It's not perfect, but the important thing is that the spoofed url is not good enough to trick people, and if we can avoid graphics and (mostly) lock icons, we are close enough to that.
On the other side if we'd be more strict we'd annoy any technical user by not decoding ascii, so that part will stay a wontfix.

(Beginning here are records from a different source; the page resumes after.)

PR #751, opened 2022-04-04
chore(desktopModeler): change title of deploy diagram page

MaxTru:
* This makes the desktop modeler guide easier to read. 
* `Connect to Camunda Platform 8` is rather unspecific (what does connect mean?). Actually this page is about deploying after all and nothing else


akeller (approved):
Makes sense to me!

That means things like comment 23 can still happen, but we assume the different scheme, missing colors, missing lock and the security info panel, are good enough to avoid tricking the user.
Attachment #8731360 - Flags: review?(mak77) → review+
https://hg.mozilla.org/mozilla-central/rev/995e7890dd61
Status: ASSIGNED → RESOLVED
Closed: 8 years ago
Resolution: --- → FIXED
Target Milestone: --- → Firefox 48
Sorry, I'm not very familar with Firefox development. 
Is a nightly build with this fix already available somewhere?
(In reply to firace from comment #34)
> Sorry, I'm not very familar with Firefox development. 
> Is a nightly build with this fix already available somewhere?

Yes, https://nightly.mozilla.org .
Ah, that was easy! Thanks.
See Also: → 1268975
Verified as fixed using Firefox 48 beta 10 under Win 10 64-bit, Ubuntu 14.04 64-bit and Mac OS X 10.11.
Status: RESOLVED → VERIFIED
Alias: CVE-2016-5251
Whiteboard: [necko-backlog] → [necko-backlog][adv-main48+]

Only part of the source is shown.